2. The method of claim 1, wherein, Based on the parallel strategy of the model to be trained, multiple communication operators located in the operator stream are determined, including: Based on the number of model layers in the model to be trained and the pipeline parallelism (PP) degree in the parallel strategy, the computation operators corresponding to multiple training stages and the PP communication operators between training stages are determined; the computation operator corresponding to any training stage is the computation operator for its respective model layer number; and / or, Based on the data parallelism (DP) degree in the parallel strategy, determine the DP communication operator corresponding to the training phase; and / or, Based on the tensor parallelism (TP) degree in the parallel strategy, the computational operators executed by each GPU card in the training phase and the TP communication operators between GPU cards are determined.
3. The method of claim 1, wherein, Before determining the computation time of each computation operator and the communication time of each communication operator in the operator stream in each training round through simulation, the following steps are also included: Based on the parallel strategy of the model to be trained and the hardware configuration of the cluster running the model to be trained, the allocation of GPU cards in the cluster during the model training process is determined. Based on the parallel strategy of the model to be trained and the amount of sample data of the model to be trained, the training rounds of the model training are determined.
4. The method of any one of claims 1-3, wherein, The computation time of each computation operator and the communication time of each communication operator in the operator stream are determined by simulation in each training round, including: For any computational operator in the operator stream, the computation time of the computational operator is determined based on the computational amount of the computational operator and the hardware configuration of the GPU card executing the computational operator; For any communication operator in the operator stream, the communication time of the communication operator is determined based on the transmission bandwidth between the communication operator and the communication object and the communication volume of the communication operator.

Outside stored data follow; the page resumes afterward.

PR #612, opened 2020-12-02
Use old CMO sample ID format for ACCESS

ionox0:
@allanbolipata I believe this will solve our issue for now, as it seems the previous format that begins with `C-` still exists in the FileMetadata

If you have an issue with us using the `sampleName` field please let us know though :)

### DIFF
--- a/runner/operator/access/v1_0_0/legacy/__init__.py
+++ b/runner/operator/access/v1_0_0/legacy/__init__.py
@@ -16,7 +16,7 @@ import json
 from jinja2 import Template
 
 REQUIRED_META_FIELDS = [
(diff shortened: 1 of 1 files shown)


aef- (approved):

allanbolipata:
@ionox0 As we discussed earlier, I have no issue with you using whichever you think is best, and it's entirely your team's decision to make. I was only explaining the reason why the IDs are formatted differently even though they represent the same sample; hopefully it helped you choose which route to take.

We will probably have issues in the future with resolving these, but I'm sure you'll be involved in crossing that bridge when we get to it.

5. The method of claim 4, wherein, The computation time of the computation operator is determined based on the amount of computational data and the hardware configuration of the GPU card executing the computation operator, including: If the computation operator is a computationally intensive operator, then the maximum value between the memory access time and the computation time of the computation operator is taken as the computation time of the computation operator; wherein, the memory access time is determined based on the amount of computation data of the computation operator and the Layer 2 bandwidth of the GPU card executing the computation operator; the computation time is determined based on the amount of computation data of the computation operator and the hardware computing power of the GPU card executing the computation operator; If the computation operator is a memory-intensive operator, then the memory access time of the computation operator is determined as the computation time of the computation operator.
6. The method of claim 4, wherein, Determining the communication time of the communication operator based on the transmission bandwidth between the communication operator and the communication object and the communication volume of the communication operator includes: If the communication objects are located on the same server, the effective bandwidth corresponding to the communication operator is determined based on the trend graph between communication volume and effective bandwidth. The communication time of the communication operator is determined based on the communication volume of the communication operator and the effective bandwidth corresponding to the communication operator.
7. The method of claim 4, wherein, Determining the communication time of the communication operator based on the transmission bandwidth between the communication operator and the communication object and the communication volume of the communication operator includes: If the communication objects are located on different servers, the communication time of the communication operator is determined based on the communication volume of the communication operator, the inter-server communication bandwidth, and the transmission delay of the switch.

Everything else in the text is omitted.